An international team of scientists from ITMO University and George Washington University (USA) created an algorithm for studying the evolutionary history of species with whole-genome duplications, chiefly yeast and plants.
The program can be used to analyze the genetic information about these species and make conclusions on how whole-genome duplication took place and why it secured a foothold in the process of evolution. The article was published in Oxford Bioinformatics, one of the leading titles in the field of Computer Science.
According to research by genetic scientists, some plants and even mammals have whole-genome duplications, i.e. some of their genes exist in several copies that are more or less similar to each other. ?he ancestral genome didn't have such duplicates, but the duplication happened at some point of its evolutionary history and got a foothold in the population.
In order to understand the process of genome duplication, you have to create the so-called evolutionary history of a species with this evolutionary event.
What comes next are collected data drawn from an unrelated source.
PR #1533, opened 2022-01-31
fix(list): add margin to the "limel-list" for proper keyboard visualization

LucyChyzhova:
fix: https://github.com/Lundalogik/crm-feature/issues/2629

## Review:

### Browsers tested:

Windows:
- [ ] Chrome
- [ ] Edge
- [ ] Firefox

Linux:
- [ ] Chrome
- [ ] Firefox

macOS:
- [x] Chrome
- [ ] Firefox
- [ ] Safari

Mobile:
- [ ] Chrome on Android
- [ ] iOS

### DIFF
--- a/src/components/list/list.scss
+++ b/src/components/list/list.scss
@@ -33,6 +33,9 @@ $list-border-radius: 0.375rem; // 6px
         --icon-color,
         rgb(var(--contrast-900))
     );
+    margin: functions.pxToRem(
+        4
+    ); // added space to visualize keyboard-focused items
     padding: 0;
     border-radius: $list-border-radius;
 


adrianschmidt (approved):

src/components/list/list.scss
```diff
@@ -33,6 +33,8 @@ $list-border-radius: 0.375rem; // 6px
         --icon-color,
         rgb(var(--contrast-900))
     );
+    margin: functions.pxToRem(4);
+    // added space to visualize keyboard-focused items
```
adrianschmidt, line 37: We usually put comments either _above_ the code the comment concerns, or at the end of the line it concerns (Kia's preferred way). But putting the comment _after_ the line it concerns is a little odd, I think…

Also, I generally prefer not to have comments that explain what code does. If that's necessary, the code should preferably be refactored to be more self-explanatory instead, for example by extracting the complicated code to a named function. We don't use that much in scss, probably mostly out of habit from not having functions in css. But since scss has both mixins and functions, I guess there really is no reason why we couldn't just as well extract one or more css properties to a function or mixin, with good descriptive name, like `addSpaceForKeyboardFocusVisualization`… 🤷‍♂️

adrianschmidt: ⚡

adrianschmidt (approved):

src/components/list/list.scss
LucyChyzhova: yeah, I agree with you, but the comment was moved by ` run lint:fix` and it even looked worst (👇). so I put a comment to the next line and run the lint again and it has passed so I decided to keep this layout. But you are right 'above' or with the 'descriptive name' would be better. 
image

adrianschmidt: I agree it's not beautiful, but "looks worse" is better than "harder to understand" 😊

I placed the comment on the same line and let the linter do its job, so what was merged is exactly as what your screenshot shows. But that's ok 👍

This history allows to track what happened with the population in the past and identify when exactly the duplication happened and how it got a foothold.
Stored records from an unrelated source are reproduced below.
PR #1538, opened 2022-02-02
feat(table): add aggregates property

mjlime:
## Problem

Updating aggregate values only is not currently possible without changing the columns and re-initialize the table.

## Solution

By adding a new `@Prop` called `aggregates` the user of `<limel-table>` can let the table re-render with new aggregate values. A watcher of the added prop can call Tabulator's `recalc` function to update the values in its calculation row (`bottomCalc`).

Note: The aggregator given by the column definition should have higher priority than the value in the `aggregates` prop. 

## Use case

This feature is added to support updating the aggregate value as the user selects rows using the `selection` prop added in #1514.

## Review:

### Browsers tested:

Windows:
- [ ] Chrome
- [ ] Edge
- [ ] Firefox

Linux:
- [ ] Chrome
- [ ] Firefox

macOS:
- [x] Chrome
- [ ] Firefox
- [ ] Safari

Mobile:
- [ ] Chrome on Android
- [ ] iOS

### DIFF
--- a/src/components/table/table.tsx
+++ b/src/components/table/table.tsx
@@ -8,7 +8,12 @@ import {
     Event,
 } from '@stencil/core';
 import TabulatorTable from 'tabulator-tables';
-import { Column, TableParams, ColumnSorter } from './table.types';
+import {
+    Column,
+    TableParams,
+    ColumnSorter,
+    ColumnAggregate,
+} from './table.types';
 import { ColumnDefinitionFactory, createColumnSorter } from './columns';
 import { isEqual, has } from 'lodash-es';
 import { ElementPool } from './element-pool';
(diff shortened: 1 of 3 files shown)


src/components/table/table.tsx
```diff
@@ -279,6 +291,24 @@ export class Table {
         this.init();
     }
 
+    @Watch('aggregates')
+    protected updateAggregates(
+        newAggregates: ColumnAggregate[],
+        oldAggregates: ColumnAggregate[]
+    ) {
+        if (isEqual(newAggregates, oldAggregates)) {
```
anderssonjohan, line 299: I think it's good to add a check for this.tabulator here, to be consistent with other functions

mjlime: @anderssonjohan Fixed!

maltja (approved):

anderssonjohan (approved):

When attempting to create an evolutionary history with whole-genome duplications, a scientist has to face a series of tasks that are similar in their goals but have completely different mathematical structure. In order to solve them efficiently, you need optimization. For this purpose, a team that included specialists from ITMO University and the George Washington University (USA) proposed integer linear programming approach that were first proposed by Leonid Kantorovich, a Soviet mathematician, economist and the Nobel Memorial Prize in Economic Sciences.
"There's a class of tasks that are essentially similar but different from the standpoint of mathematics, explains Nikita Alekseev, co-author of the research, ITMO University. So we've developed a common approach that comes down to integer linear programming. This is an optimization method that reduces a complex program to a set of linear constraints for which there exists a selection of effective solvers."
As a result, the scientists developed a program that analyses duplicated genomes and makes presumptions on a species' evolutionary path, the number of genome duplications that took place in that time, and how the copies of genes that emerge as result of duplication changed. Sometimes mutations take place in them, changes in specific regions, so they are no longer identical.
This approach can also be applied for studying duplicated genome regions in animals.
"Genome duplications are present in many species and can affect not just the genome as a whole but also its fragments, and our tool can be adapted for solving such problems, too," concludes Nikita Alekseev.